For now, inflation remains tame, held down by the still-tight credit conditions in the U.S., and the stubbornly slow economic growth environment in the U.S, Europe and Japan.But, the seeds of future inflation have already been planted into our global financial system. The massive global central bank monetary policy accommodation has flipped the switches on the printing presses and kept them turned on. There will be a point that individual country economic growth levels begin to pick up, and this could be the inflection point for the next rally wave in gold.
Sorry to disappoint gold bugs, but it may still be a year or two out on the horizon.
Pierre Ellis, senior global economist at Decision Economics, explained "you can't print money forever, without eventually having inflation." However, he added that "this problem could be a year away."
Ellis pointed to the recent announcement from the Bank of Japan regarding its new quantitative easing policy set to begin in January 2014. Breaking down the program, Ellis explained "the big expansion is occurring in things [maturities] under three years." He explained how that approach "is more conservative than the Fed's. The BOJ will have an easier time getting out of this."
Looking at the U.S. Fed's quantitative easing policies, Ellis explained "the Fed is holding a large volume of Treasury securities. Ultimately, they will be in a position where they have to get rid of them. Given all this liquidity, it is not at all impossible and has to be taken into account. It may well be that interest rates get high very quickly and the Fed would need to sell securities in a falling market and take a loss if the ball [economic growth] gets rolling and snowballs faster than they thought."
Right now, however, credit conditions remain tight in the U.S. and business and individuals are increasing savings levels and sitting on cash. "Banks and people want to sit on money as opposed to spending it," Ellis said.
However, markets and cycles change. And, these reversals and shifts often sneak up on even the most astute analysts, economists and traders. Growth will eventually gain sustained and stronger traction, which will leave the U.S. Fed and other central banks in a position needing to reverse and pull back in the trillions of liquidity sloshing around in the global financial system.

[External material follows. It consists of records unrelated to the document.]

PR #734, opened 2018-10-12
[VPP] Fix of background color normalization

ndomnina:
The make_back_color_yuv function takes 8-bit background color values as input
and checks them for color ranges of 10-bit/16-bit formats, which is incorrect,
because these values will later be converted to the required format and may be
out of range.

### DIFF
--- a/_studio/mfx_lib/vpp/src/mfx_vpp_hw.cpp
+++ b/_studio/mfx_lib/vpp/src/mfx_vpp_hw.cpp
@@ -1352,7 +1352,7 @@ mfxStatus TaskManager::AssignTask(
         // m_MCTFSurfacesInQueue means number of frames including the current;
         // in case of 2 refs or 4 refs, its enough to have 2 or 3 to output.
         // Effectively, it is used to count number of forward refs + current;
-        // Semantic can be changed to track how many frames are in queue (it 
+        // Semantic can be changed to track how many frames are in queue (it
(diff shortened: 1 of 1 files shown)


_studio/mfx_lib/vpp/src/mfx_vpp_hw.cpp
```diff
@@ -5081,10 +5081,10 @@ mfxU64 make_back_color_yuv(mfxU16 bit_depth, mfxU16 Y, mfxU16 U, mfxU16 V)
...
 
     return
-        ((mfxU64)                                 (max_val - 1) << 48) |
-        ((mfxU64)VPP_RANGE_CLIP(Y, (16 << shift), (235 << shift))     << 32) |
-        ((mfxU64)VPP_RANGE_CLIP(U, (16 << shift), (240 << shift))     << 16) |
-        ((mfxU64)VPP_RANGE_CLIP(V, (16 << shift), (240 << shift))     <<  0)
+        ((mfxU64)             (max_val - 1)  << 48)  |
+        ((mfxU64)VPP_RANGE_CLIP(Y, 16, 235)  << 32)  |
+        ((mfxU64)VPP_RANGE_CLIP(U, 16, 240)  << 16)  |
+        ((mfxU64)VPP_RANGE_CLIP(V, 16, 240)  <<  0)
```
lakulako: Here, for example 10 bit value is taken and clipped as it were 8 bit. It will be dark-green world!

PR #736, opened 2018-10-12
[BUILD] makes build possible without MFX_HOME env variable

IlyaSergeyev:
In some environments we can't set environment variable properly and build fails.

Environment variable MFX-HOME replaced with cmake one in FindMFX.cmake
NO_CMAKE_FIND_ROOT_PATH parameter added to cmake_find (file search fails without this parameter in some environments like buildroot).


CMakeLists.txt
```diff
@@ -37,8 +37,11 @@ if( NOT DEFINED CMAKE_MFX_HOME )
   set( CMAKE_MFX_HOME "${CMAKE_HOME_DIRECTORY}/api" )
 endif()
 
-if( "$ENV{MFX_HOME}" STREQUAL "" )
+if(NOT DEFINED $ENV{MFX_HOME} )
   set( ENV{MFX_HOME} ${CMAKE_HOME_DIRECTORY} )
```
dvrogozh: Do we really need to set `ENV{MFX_HOME}` ourselves? I suggest to drop it. What we should care about is just ${MFX_HOME}.

builder/FindMFX.cmake
```diff
@@ -35,10 +35,10 @@ endif()
 if( CMAKE_MFX_HOME )
   set( MFX_API_HOME ${CMAKE_MFX_HOME} )
 else()
-  set( MFX_API_HOME $ENV{MFX_HOME} )
+  set( MFX_API_HOME ${MFX_HOME} )
 endif()
 
-find_path( MFX_INCLUDE mfxdefs.h PATHS ${MFX_API_HOME}/include )
+find_path( MFX_INCLUDE mfxdefs.h PATHS ${MFX_API_HOME}/include NO_CMAKE_FIND_ROOT_PATH )
```
dvrogozh: Explain, please, why we need `NO_CMAKE_FIND_ROOT_PATH` here?

IlyaSergeyev: In certain cross-compiling environments such as buildroot find_path not works properly. Correct behaivour can be  also reached by passing CMAKE_FIND_ROOT_PATH_MODE_INCLUDE parameter to cmake, but parameter affect all cases of find_file, it is not needed here.

dvrogozh: ok.

CMakeLists.txt
dvrogozh: I still await for the response/fix.

dvrogozh:
@dmitryermilov : why this PR was closed? Is that a mistake? I don't see any clarifying message from you.

PR #738, opened 2018-10-12

ilapichev:
Issue: MDP-50957


_studio/mfx_lib/decode/h265/src/mfx_h265_dec_decode.cpp
```diff
@@ -1366,7 +1366,8 @@ mfxStatus VideoDECODEH265::GetUserData(mfxU8 *ud, mfxU32 *sz, mfxU64 *ts)
 
     *sz = (mfxU32)data.GetDataSize();
     *ts = GetMfxTimeStamp(data.GetTime());
-    memcpy_s(ud, *sz, data.GetDataPointer(), data.GetDataSize());
+    uint8_t* dataPointer = reinterpret_cast <uint8_t*> (data.GetDataPointer());
```
lakulako: const

PR #739, opened 2018-10-12
VP9d - use C++ primitives (memcpy => std::copy)

tkuzne1x:


dvrogozh:
@dmitryermilov : this change is entirely with operator=, we are not blocked to merge this one.

PR #743, opened 2018-10-12
Dispatcher tests

vshampor:
Test case set to be expanded.


CMakeLists.txt
```diff
@@ -163,5 +168,6 @@ message("Build:")
 message("  BUILD_RUNTIME                           : ${BUILD_RUNTIME}")
 message("  BUILD_DISPATCHER                        : ${BUILD_DISPATCHER}")
 message("  BUILD_SAMPLES                           : ${BUILD_SAMPLES}")
+message("  BUILD_TESTS                             : ${BUILD_TESTS}")
```
dvrogozh: Change README.md, please, and add BUILD_TESTS in there.

tests/mfx_dispatch/linux/CMakeLists.txt
```diff
@@ -22,7 +22,12 @@
 # library implementation inside. A key thing for the trick to work is
 # avoiding non-default symbol versioning, i.e. -Wl,--default-symver which
 # is propagated by mediasdk test system should be avoided. 
-add_executable(mfx_dispatch_tests mfx_dispatch_tests.cpp)
+include_directories(include)
```
dvrogozh: maybe we will keep all files in a single folder? why we need 'include'?

tests/mfx_dispatch/linux/CMakeLists.txt
```diff
@@ -22,7 +22,12 @@
...
+add_executable(mfx_dispatch_tests 
+		mfx_dispatch_test_main.cpp
```
dvrogozh: Do you have tabs here? Keep just 2 spaces in the beginning of the line, please.

tests/mfx_dispatch/linux/mfx_dispatch_test_main.cpp
```diff
@@ -19,33 +19,36 @@
...
 
 #include "gtest/gtest.h"
-#include <mfxvideo.h>
+#include "mfx_dispatch_tests_main.h"
+
+DlopenHookType g_e_dlopen_hook_state = DlopenHookType::ALWAYS_NULL;
+DlsymHookType  g_e_dlsym_hook_state  = DlsymHookType::ALWAYS_NULL;
+
+std::map<DlopenHookType, DlopenHook> g_dlopen_hook_table {
+            {DlopenHookType::ALWAYS_NULL, TEST_DLOPEN_HOOKS::AlwaysNull},
```
dvrogozh: Remove tabs, use 2 spaces, please.

tests/mfx_dispatch/linux/mfx_dispatch_test_main.cpp
```diff
@@ -19,33 +19,36 @@
...
+    };
+
 
 extern "C"
 {
   void *dlopen(const char *filename, int flag)
   {
     printf("dlopen: filename=%s, flag=%d\n", filename, flag);
-    return NULL;
+    return g_dlopen_hook_table[g_e_dlopen_hook_state](filename, flag);
```
dvrogozh: I think you need to implement a range of tests to cover minimal variety of possible tests. This may cause dramatic change to your current idea of 2 maps for dlopen and dlsym. For example, one of the dispatcher tasks is to load the library of the lower version even if dispatcher was built with the higher version. Thus, you will have situation when you will need to return valid pointers in dlsym for 0..M uAPI functions and return NULL for M+1..N. Think how you will handle this.

tests/mfx_dispatch/linux/CMakeLists.txt
vshampor: Usually source and include files directories are kept separte.

dvrogozh: Include are sometimes kept separate if that's externally exposed uAPI. In other cases, for internal things they are usually kept together:
- https://github.com/FFmpeg/FFmpeg/tree/master/libavcodec
- https://git.kernel.org/pub/scm/linux/kernel/git/stable/linux.git/tree/drivers/gpu/drm/i915

In this case, for the test, I think better to keep everything together. This will be simpler.

tests/mfx_dispatch/linux/include/mfx_dispatch_test_hooks.h
```diff
@@ -0,0 +1,50 @@
...
+
+#include <mfxvideo.h>
+#include <functional>
+
+struct HookInternalParams
+{
+    mfxVersion emulated_api_version = {{0, 0}};
+};
+
+typedef void* HookHandle;
```
dvrogozh: Have you thought about returning hook handle or some other pointer/structure which you have created inside the test as mfxSession from MFXInit(Ex)? The idea of the dispatcher is that it should call real API function and pass this handle intact (though it can wrap it in something else inside). I.e. that's something you can check:
MFXInitEx -> you catch dlopen, you catch dlsym and if test really makes init, you catch:
- MFXInitEx and return something in mfxSession
- MFXQueryVersion and can check/work what you have passed as mfxSession
- similar for MFxQueryIMPL

Actually returning different results/statuses from all 3 functions I mentioned above makes a test for MFXInit(Ex).

tests/mfx_dispatch/linux/mfx_dispatch_test_main.cpp
```diff
@@ -0,0 +1,71 @@
...
+    {
+        return g_dlsym_hook(handle, symbol);
+    }
+
+    FILE * fopen(const char *filename, const char *opentype)
+    {
+        return g_fopen_hook(filename, opentype);
+    }
+
+    mfxStatus MFXInitEx(mfxInitParam par, mfxSession *session)
```
dvrogozh: wait... But with this you will catch MFXInitEx which application makes to the dispatcher... right? Why do you need this? I thought the idea is to return pointer to mock implementation to the dispatcher. In this way you don't need this mock implementation to be name MFXInitEx, you just need to return correct function pointer with MFXInitEx prototype when dispatcher calls dlsym with "MFXInitEx".

dmitry-gurulev:
@vshampor, why don't u use [gmock] instead of this hand-crafted  hooks?

dmitry-gurulev:
@vshampor, it might be reasonable to elaborate sources tree - make a common folder like [units] where tests for certain component/subsystem have to be placed. [MediaSDK/tests] is too common, putting all into this folder makes a mess. I suggest the following:
-MediaSDK/tests
--units
---hooks/mocks/whatever (some common/utils/support code)
---suites
----dispatcher
-----Linux
----allocators/session/core/whatever

tests/mfx_dispatch/linux/mfx_dispatch_test_hooks.cpp
```diff
@@ -19,14 +19,59 @@
...
+#include <algorithm>
+
 // dlopen hooks implementation:
 
 void* TEST_DLOPEN_HOOKS::AlwaysNull(const char *filename, int flag)
 {
     return nullptr;
 }
 
+void* TEST_DLOPEN_HOOKS::AlwaysNullNameCheck(const char *filename, int flag, HookInternalParams par)
```
dmitry-gurulev: This looks like different expectations mixed together for unknown reasons. IMO, it should be different cases, like
`CheckImplAuto`, `CheckImplHW`, `CheckImplSW`

tests/mfx_dispatch/linux/mfx_dispatch_test_main.cpp
vshampor: Good point.

vshampor:
@dmitry-gurulev 
>why don't u use [gmock] instead of this hand-crafted hooks?

In what manner specifically do you suggest to use gmock to test the dispatcher functionality?

> it might be reasonable to elaborate sources tree 

My changes are local to the tests/mfx_dispatch/linux/ folder. Inside it, there is no reason to impose elaborate source tree structures. I will not add any changes in the structure of source tree outside the tests/mfx_dispatch/linux/ as part of this PR.

> CheckImplAuto, CheckImplHW, CheckImplSW

What exactly should each case check for? We do not check implementations, we check that the correct library names are searched for each implementation.

> [tests/mfx_dispatch/linux/mfxvideo_functions.h] - why do we need this copy-paste?

For the same reason we need it in the mfx_dispatch code proper:
https://github.com/Intel-Media-SDK/MediaSDK/blob/29d17bd53d5b04a0ba29b2bfe09c48e3faec9599/api/mfx_dispatch/linux/mfxloader.cpp#L60

I require the same pattern here to emulate API versions: 
https://github.com/Intel-Media-SDK/MediaSDK/blob/624a48fab8b669238f8e1f33ecce61bf0363016a/tests/mfx_dispatch/linux/mfx_dispatch_test_hooks.cpp#L167-L169

dmitry-gurulev:
@vshampor,

>in what manner specifically do you suggest to use gmock to test the dispatcher functionality?

With using of gmock u may write
```
//dlobj - mocking obj. for dlopen
//we expect here that dlopen will be called w/ HW lib. name
EXPECT_CALL(dlobj, open(testing::StrEq("libmfxhw64.so"), _))
            .Times(1)
            .WillOnce(testing::Return(nullptr))
            ;

//...

auto sts =  MFXInit(MFX_IMPL_HARDWARE, &ver, &session);
```

vshampor:
@dmitry-gurulev 
Ok, but the current mfx_dispatch implementation calls dlopen/dlsym/fopen directly, not through an internal MediaSDK-defined interface. Had it been the other way around, there would have been no need to use hooks at all.

vshampor:
Although, I suppose, the gmock framework may be used here, providing a benefit even.

dmitry-gurulev:
@vshampor 

>current mfx_dispatch implementation calls dlopen/dlsym/fopen directly, not through an internal MediaSDK-defined interface.

That's not a problem, consider this approach -
```
//dynamic loading interface
struct dl
{
    virtual void* open(const char* filename, int flag) = 0;
    //close etc.
};

//Implementation - mock object
struct dlmock
{
    MOCK_METHOD2(open, void*(const char*, int));
} dlobj;

//mock external free functions
extern "C" 
{
    void *dlopen(const char *filename, int flag) 
    { return dlobj.open(filename, flag); }
}

//...
//here u may use EXPECT_CALL(dlobj, ....
```

dmitry-gurulev:
@vshampor 

>>[tests/mfx_dispatch/linux/mfxvideo_functions.h] - why do we need this copy-paste?

>For the same reason we need it in the mfx_dispatch code proper:

Why can't we use original [MediaSDK/api/mfx_dispatch/linux/mfxvideo_functions.h]?

dvrogozh:
@dmitry-gurulev  : please, avoid accidental closing of the pull request(s). It will be alive till we make it a good one.

tests/mfx_dispatch/linux/mfx_dispatch_test_cases_libs.cpp
```diff
@@ -19,32 +19,42 @@
...
 
 TEST_F(DispatcherTest, ShouldFailIfNoLibraryIsFound)
 {
+    MockCallObj& mock = *g_call_obj_ptr;
+    EXPECT_CALL(mock, dlopen).Times(AtLeast(1));
     mfxStatus sts = MFXInit(impl, &ver, &session);
     ASSERT_EQ(sts, MFX_ERR_UNSUPPORTED);
 }
 
 TEST_F(DispatcherTest, ShouldEnumerateCorrectLibNames)
```
dmitry-gurulev: It would be better to have separate test cases instead of using 'for' loop, otherwise u'll get too generic test failure message like '[ FAILED ] DispatcherTest.ShouldEnumerateCorrectLibNames' and u need to parse log to understand which 'impl_case' really failed MFX_IMPL_AUTO, MFX_IMPL_SOFTWARE/whatever. If u separate this big test into several ones - u'll get clear message like '[ FAILED ] DispatcherTest.CheckCorrectLibNamesForAuto'.

To avoid code duplication, [gtest] 'Typed Test' approach might be used. Something like that:
```
template <int T>
using impl_type = std::integral_constant<int, T>;

using impl_case_list = testing::Types<
    impl_type<MFX_IMPL_SOFTWARE>,
    impl_type<MFX_IMPL_HARDWARE>
    //... other impl
>;

//DispatcherTest has to be template
TYPED_TEST_CASE(DispatcherTest, impl_case_list);
TYPED_TEST(DispatcherTest, CheckCorrectLibNames)
{
    int constexpr impl = TypeParam::value;
    //... here the same code as in 'for (auto impl_case : impl_cases_list) ' loop
```

If some certain case failed (let it be MFX_IMPL_HARDWARE == 2), u'd get the following message:

> [  FAILED  ] DispatcherTest/1.CheckCorrectLibNames, where TypeParam = struct std::integral_constant<int,2>

That's also is not a perfect message but u get a hint what happened which allows u to avoid gazing into the whole log.
As an additional benefit, this allows u to have finer grained test filters -
`--gtest_filter=DispatcherTest/<#case>.CheckCorrectLibNames`

dmitry-gurulev:
@vshampor,

>Using the same MediaSDK/api/mfx_dispatch/linux/mfxvideo_functions.h is problematic because then we have to conserve the relative directory location between mfx_dispatch and mfx_dispatch test.

Why can't u add this directory location to your [mfx_dispatch_tests] target via 'target_include_directories' and then use this [mfxvideo_functions.h] header in the same way as any other API header?

dvrogozh:
> @vshampor,
> 
> > Using the same MediaSDK/api/mfx_dispatch/linux/mfxvideo_functions.h is problematic because then we have to conserve the relative directory location between mfx_dispatch and mfx_dispatch test.
> 
> Why can't u add this directory location to your [mfx_dispatch_tests] target via 'target_include_directories' and then use this [mfxvideo_functions.h] header in the same way as any other API header?

I would prefer to decouple component and test code. If component will need to be updated we will avoid rewriting of the test. So, I am strongly against to use internal component staff for internal part of the test.

README.md
```diff
@@ -94,6 +94,7 @@ Media SDK depends on a number of packages which are identified and checked for t
 | BUILD_ALL | ON\|OFF | Build all the BUILD_* targets below (default: OFF) |
 | BUILD_RUNTIME | ON\|OFF | Build mediasdk runtime, library and plugins (default: ON) |
 | BUILD_SAMPLES | ON\|OFF | Build samples (default: ON) |
+| BUILD_TESTS | ON\|OFF | Build unit tests (default: OFF) |
```
dvrogozh: This belongs to prev. commit.

tests/mfx_dispatch/linux/mfx_dispatch_test_cases_libs.cpp
```diff
@@ -0,0 +1,282 @@
...
+    EXPECT_CALL(mock, MFXInitEx).Times(AtLeast(1)).WillRepeatedly(DoAll(SetArgPointee<1>(MOCK_SESSION_HANDLE), Return(MFX_ERR_NONE)));
+    EXPECT_CALL(mock, MFXQueryIMPL).Times(AtLeast(1)).WillRepeatedly(Return(MFX_ERR_NONE));
+    EXPECT_CALL(mock, MFXQueryVersion).Times(AtLeast(1)).WillRepeatedly(Invoke(&mock, &MockCallObj::ReturnEmulatedVersion));
+    EXPECT_CALL(mock, dlclose).Times(AtLeast(1));
+
+    sts = MFXInit(impl, &ver, &session);
+    EXPECT_EQ(sts, MFX_ERR_NONE);
+}
+
+
```
dvrogozh: Other tests:
- Does MFXInitEx implemented in dispatcher pass mfxInitParam* untouched?
- Does dispatcher pass mfxSession* allocated inside the library to other library calls untouched?

tests/mfx_dispatch/linux/mfx_dispatch_test_cases_plugins.cpp
```diff
@@ -0,0 +1,79 @@
...
+    EXPECT_CALL(mock, CreatePlugin(plugin.PluginUID,_)).WillRepeatedly(Invoke(&mock, &MockCallObj::ReturnMockPlugin));
+    EXPECT_CALL(mock, GetPluginParam(&mock.m_mock_plugin,_)).WillRepeatedly(Return(MFX_ERR_NONE));
+    EXPECT_CALL(mock, MFXVideoUSER_Register(session,plugin.Type, &mock.m_mock_plugin)).WillRepeatedly(Return(MFX_ERR_NONE));
+
+    mfxStatus sts = MFXVideoUSER_Load(session, &plugin.PluginUID, 0);
+}
+
+INSTANTIATE_TEST_CASE_P(EnumeratingPlugins, DispatcherPluginsTestParametrized, ::testing::Range((size_t) 0, TEST_PLUGIN_COUNT));
+
+
```
dvrogozh: Other tests:
- Plugins work in dispatcher is protected by the mutex. Do we step into problems here?

dvrogozh:
In general I think we need to stop for a moment and do the following:
- Avoid adding new tests
- Clean up the current code, address review comments
- I suggest to keep 1st commit separate and squash 2+ into one
- Merge the unittest
- Address any failing test cases
- Integrate the test into CI

Once that will be done let's add new tests.

tests/mfx_dispatch/linux/mfx_dispatch_test_cases_libs.cpp
```diff
@@ -0,0 +1,282 @@
...
+    EXPECT_CALL(mock, MFXQueryVersion).Times(AtLeast(1)).WillRepeatedly(Invoke(&mock, &MockCallObj::ReturnEmulatedVersion));
+
+    mfxStatus sts = MFXInit(impl, &ver, &session);
+    ASSERT_EQ(sts, MFX_ERR_NONE);
+}
+
+TEST_F(DispatcherLibsTest, ShouldFailIfNoLibraryIsFound)
+{
+    MockCallObj& mock = *g_call_obj_ptr;
+    EXPECT_CALL(mock, dlopen).Times(AtLeast(1));
```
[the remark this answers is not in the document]
vshampor: The proper syntax is Times(0)

README.md
vshampor: Done

tests/mfx_dispatch/linux/mfx_dispatch_test_cases_libs.cpp
vshampor: Should create an issue about this once the current PR is merged.

tests/mfx_dispatch/linux/mfx_dispatch_test_cases_plugins.cpp
vshampor: Same as above.

CMakeLists.txt
```diff
@@ -77,6 +77,7 @@ cmake_dependent_option(BUILD_SAMPLES "Build samples?" ON "BUILD_DISPATCHER" OFF
 # Tools depend on samples (sample_common) and can't be built without it. The
 # following BUILD_TOOLS option declaration assures that.
 cmake_dependent_option(BUILD_TOOLS "Build tools?" "${BUILD_ALL}" "BUILD_SAMPLES" OFF)
+option(BUILD_TESTS "Build tests?" "${BUILD_ALL}")
```
azhogov: "Build unit tests?"

dvrogozh: this can be not only unit tests going forward. I think generic "Build tests?" is enough for now.

azhogov: ok, but now it will mean build and run unit tests. Probably "build tests" should just build all tests.

dvrogozh: Building and running of the tests is decoupled from each other. We don't have any other as of now.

Credit Suisse analysts addressed this issue. "Hedging against a future break-out in inflation remains a key reason why many investors (ranging from large institutions to individuals) have built core long positions in gold over the past five years. In essence, the argument is that the accumulation of reserves on central bank balance sheets creates a sizeable risk that the assets created will, sooner or later, lead via an increase in the velocity of money to a marked acceleration in inflation. It is important to make the distinction between that situation and a more gradual return to moderate (2.0-2.5%) inflation that policy makers in the developed world are targeting. While the exit from the current policies will be highly experimental (we simply have not tried this before), our economists remain of the view that any substantial risk to inflation remains some way off, particularly in the developed world," Credit Suisse wrote.
For now, the inflation factor and the "experimental" exit that global central banks must orchestrate remains probably at least a year off. It may take time, but the seeds, while dormant now, have been planted for another fresh wave in gold ahead.